Kronecker’s representation of geometric resolutions leads to lower total degree complexity in the positive-dimensional case. The use of a global Newton iterator avoids the computation of geometric resolutions of intermediate varieties. Kronecker’s simple technique to intersect a variety by a hypersurface avoids primitive element computations in two variables. The cost of integer manipulation is minimized by extensive use of modular arithmetic.

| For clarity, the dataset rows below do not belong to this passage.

PR #2455, opened 2024-11-04
Improve base image deployment script

mwaskom:
Closes CLI-221. Originally, I just wanted to prevent the build from failing on incompatible python/builder versions. But I noticed that the Debian Slim and Micromamba base images were basically the exact same code, so I consolidated them into one script. And we also now build all of the Python versions in parallel in a single script / app, reducing the number of concurrent jobs in the GitHub CI matrix. Should speed up CI a tiny bit. In theory I could have parallelized across the base image too, but I think this way will make it slightly easier to diagnose any issues (otherwise, with the interleaved build logs, it would be hard to know where to start).

Also enables deployments of the 2024.10 base image builds.


mwaskom:
We don't really need this script nested under `modal_global_objects/images` anymore but I didn't want to get into that :)

mwaskom:
@prbot approve; this is making our CI show up as failing (although deploys are going out)

modal_global_objects/images/base_images.py
```diff
@@ -0,0 +1,28 @@
...
+    _, name = sys.argv
+    constructor = getattr(modal.Image, name)
+
+    builder_version = os.environ.get("MODAL_IMAGE_BUILDER_VERSION")
+    assert builder_version, "Script requires MODAL_IMAGE_BUILDER_VERSION environment variable"
+    python_versions = SUPPORTED_PYTHON_SERIES[cast(ImageBuilderVersion, builder_version)]
+
+    app = modal.App(f"build-{name.replace('_', '-')}-image")
+    for v in python_versions:
+        app.function(image=constructor(python_version=v), name=f"{v}")(dummy)
```
freider, line 24: h/u that `name` is kind of broken when not using `serialized=True` since it is used to look up the actual function in code too at the moment, but should be fine in this case since never actually *run* these functions, which would crash the container otherwise

freider:
lgtm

The main complexity result is contained in the following theorem, in which \[ M(n)= O(n\log^2(n) \log\log(n)) \] and \(\Omega<4\): Let \(\mathbb{K}\) be a field of characteristic zero, and let \(f_1,\dots, f_n\), \(g\in \mathbb{K}[x_1,\dots, x_n]\) be polynomials of degree at most \(d\) given by a straight-line program of size at most \(L\), such that \(f_1,\dots, f_n\) defines a reduced regular sequence in the open subset \(\{g\neq 0\}\). The geometric resolution of the variety \({\mathcal V}(f_1,\dots, f_n)\setminus{\mathcal V}(g)\) can be computed with \(O(n(nL+ n^\Omega) (M(d\delta))^2)\) arithmetic operations in \(\mathbb{K}\), where \(\delta= \max(\deg({\mathcal V}_1),\dots, \deg({\mathcal V}_{n-1}))\). There is a probabilistic algorithm performing this computation. Its probability of returning correct results relies on choices of elements of \(\mathbb{K}\). Choices for which the result is not correct are enclosed in strict algebraic subsets.
The algorithm presented does not greatly improve the worst-case complexity for dense polynomials. It works best when the complexity of evaluation of the input polynomials is small or the hypersurface \(g=0\) contains several components of each \({\mathcal V}_i\), i.e. \(\delta\ll d^n\). If \(\mathbb{K}= \mathbb{Q}\) then the bit-complexity for computation modulo a “lucky prime” is \[ O((nL+ n^\Omega) M(\deg(q)) M(\eta)), \] where \(\eta\) is the bit-size of the integers in the polynomials involved. This modular solution is then lifted to give a resolution in \(\mathbb{Q}\).
The algorithm has been implemented in Magma as a package called Kronecker. Roughly speaking, its performance is between that of Gröbner basis computations using grevlex and lex orderings. The theory and algorithms are presented in detail, and precise running time comparisons are given for polynomial systems with a range of numbers of variables and heights (coefficient sizes).